NAME
Lingua::EN::Pseudolocalize - Test Unicode support by pretending to speak a different language.
VERSION
version 0.003
SYNOPSIS
use Lingua::EN::Pseudolocalize qw( convert deconvert );
my $text = 'Widdly scuds?';
my $pl_text = convert($text);
DESCRIPTION
This package contains utilities for pseudolocalizing English or similar languages expressable in the ASCII character set.
Applications created or maintained by English-speaking developers may suffer from overlooked Unicode support due to the ASCII, latin1, Windows CP1252, and utf8 encodings being equivalent for the code points used in English. You may think that your application is Unicode-friendly, but it's easy to forget to test for extended character support. It goes overlooked until a customer pastes in some decorative quotes from MS Word and you end up with mojibake in your app.
This module will convert your basic Latin characters to similar-looking characters that are much higher on the code plane. This process is called pseudolocalization, and it will very quickly expose a few common errors in encoding support.
DO NOT USE THIS MODULE IN PRODUCTION. Use it in read-only mode, or on a test data set. It should make round-trip conversions just fine, but if you have data in your application that is in the conversion table, no effort is made to preserve your data. It might end up stripping out all the diacritics from your data, and that would ruin your comprehensive database of melodic Finnish folk-metal bands.
FUNCTIONS
- convert($text)
-
Converts $text into pseudolocalized text using a simple mapping table. A few pairs are combined into single characters with ligatures, while the rest are simple one-to-one mappings.

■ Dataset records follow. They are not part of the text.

PR #277, opened 2025-03-31
feat: add support for timesync_ntp_ip_family

richm:
Feature: Add support for timesync_ntp_ip_family to allow setting the `-4`
or `-6` OPTIONS in the chronyd or ntpd sysconfig file.

Reason: When IPv6 is disabled on the node, you must tell chronyd to
only listen for IPv4 using OPTIONS="-4" in the sysconfig file.
Otherwise, chronyd will log error messages when binding to IPv6 sockets
It's also useful to prevent the client from using IPv6 servers when IPv4
is known to work better (e.g. IPv6 over a tunnel).

Result: chronyd and ntpd can be configured to work correctly, and
the services will not log errors, when IPv6 (or IPv4) is disabled
on the node.

### DIFF
--- a/templates/chronyd.sysconfig.j2
+++ b/templates/chronyd.sysconfig.j2
@@ -1,4 +1,6 @@
 {{ ansible_managed | comment }}
 {{ "system_role:timesync" | comment(prefix="", postfix="") }}
 
-OPTIONS=""
+OPTIONS="{{ ' -4' if timesync_ntp_ip_family == 'IPv4'
+    else ' -6' if timesync_ntp_ip_family == 'IPv6'
+    else '' }}"
--- a/README.md
+++ b/README.md
@@ -121,6 +121,18 @@ timesync_chrony_custom_settings:
 # the role will fail to ensure the reboot requirement is not overlooked.
 # For non-transactional update systems, this variable is ignored.
 timesync_transactional_update_reboot_ok: true
+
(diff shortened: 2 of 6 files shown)


richm:
[citest]

templates/chronyd.sysconfig.j2
```diff
@@ -1,4 +1,6 @@
 {{ ansible_managed | comment }}
 {{ "system_role:timesync" | comment(prefix="", postfix="") }}
 
-OPTIONS=""
+OPTIONS="{{ ' -4' if timesync_ntp_ip_family == 'IPv4'
+    else ' -6' if timesync_ntp_ip_family == 'IPv6'
+    else '' }}"
```
spetrosi, line 6: Previously it was "" instead of empty string. Tests pass but I do not know if this is covered.

mlichvar:
The code looks good to me. I'd just suggest to improve the commit message. It's not that chronyd doesn't work on a IPv6-disabled host without -4, but it logs error messages when binding to the IPv6 sockets fails. Adding the -4 option disables those sockets and there are no error messages. It's also useful to prevent the client from using IPv6 servers when IPv4 is known to work better (e.g. IPv6 over a tunnel).

mlichvar (approved):

richm:
[citest]

richm:
[citest]

PR #286, opened 2025-04-23
test: ensure tests cleanup and restore the system state

richm:
Ensure the tests cleanup and restore the system state.
Refactor tests to use a `block/always` so that cleanup can
occur in the `always` block.
Add a tests/tasks/cleanup.yml tasks file which is run from
the `always` block of the test, and include this task file
to be run from the `always` block of tests that require cleanup.


richm:
[citest]

richm:
[citest]

PR #288, opened 2025-04-24
test: add test for secccomp on el9/el10

richm:
Add a test to ensure that running the role with no
variables does not remove the default OPTIONS for seccomp.

This also required adding a vars file for Fedora


richm:
This is the test for https://github.com/linux-system-roles/timesync/pull/279

richm:
[citest]

PR #634, opened 2020-08-12
Changed translations of "herbarium" to "fungarium" throughout.

pellaea:
But left the database table and classes and such as "herbarium".

### DIFF
--- a/README_API_HELP_MESSAGES.txt
+++ b/README_API_HELP_MESSAGES.txt
@@ -333,7 +333,7 @@ GET observation
   west:	longitude (min longitude)
 
 POST observation
-  accession_number:	string (unique herbarium id)
+  accession_number:	string (unique fungarium id)
   altitude:	altitude
   collection_number:	string
   collectors_name:	string
--- a/config/locales/en.txt
+++ b/config/locales/en.txt
@@ -267,16 +267,16 @@
   glossary_term: glossary term
   GLOSSARY_TERMS: Glossary Terms
   glossary_terms: glossary terms
-  HERBARIUM_RECORD: Herbarium Record
-  herbarium_record: herbarium record
-  HERBARIUM_RECORDS: Herbarium Records
-  herbarium_records: herbarium records
-  herbaria: herbaria
-  HERBARIA: Herbaria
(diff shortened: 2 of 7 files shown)


JoeCohen:
1. Thanks for doing all this. What a pain.
2. I haven't looked at this in detail. If you want me to, I can do that tomorrow.
3. If we want to make an immediate change, this is a good approach. 
In the long run, should we make all those other changes: db table, classes, migration. 
And how about routes, controllers, views? 
Would it work to do model changes be in a separate PR from controller/view?
Would it work to do `herbarium` changes separately from `herbarium_record`?

pellaea:
Yeah, this is intended to be the minimal work required to address FunDiS's
requests.  I just don't have time to make more fundamental changes.  It
probably does make sense to split it as much as possible.  But there *is*
an advantage to doing both herbarium and herbarium_record at the same time:
In principle we can just do a global search and replace if we do both!  But
there are at least three things that we need to do simultaneously:

db migration to rename tables and columns:
  herbaria
  herbarium_curators
  herbarium_curators.herbarium_id
  herbarium_records
  herbarium_records.herbarium_id
  herbarium_records_observations
  herbarium_records_observations.herbarium_record_id

alias / redirect old routes for:
  /herbarium/*
  /herbarium_record/*
  /api/herbarium
  /api/herbarium_record

copy over any translations that have already been done for:
  HERBARIUM_RECORD
  herbarium_record
  HERBARIUM_RECORDS
  herbarium_records
  HERBARIA
  herbaria
  HERBARIUM
  herbarium
  HERBARIUMS
  herbariums
  etc.

There are too many tranlsation tags to list.  What I've done doesn't change
the *tag*, so it won't result in the throwing away of any translations.
But when we change the tags, we need to make sure the old translation for
"herbarium", etc. gets transferred over to "fungarium".  Obviously, we'd
prefer for the original translator to fix their translations, too.  But in
the meantime, having it correctly translated to "herbarium" in their
language is preferable to leaving it "fungarium" in English!  FunDiS
doesn't concern itself with other languages so far as I know.)

We're talking a fair amount of work.

-Jason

Returns: the converted string
- deconvert($text)
-
Reverses the process of convert() using the same mapping table.
Returns: the converted string
AUTHOR
Wes Malone <wesm@cpan.org>
COPYRIGHT AND LICENSE
This software is copyright (c) 2015 by Wes Malone <wesm@cpan.org>.
This is free software; you can redistribute it and/or modify it under the same terms as the Perl 5 programming language system itself.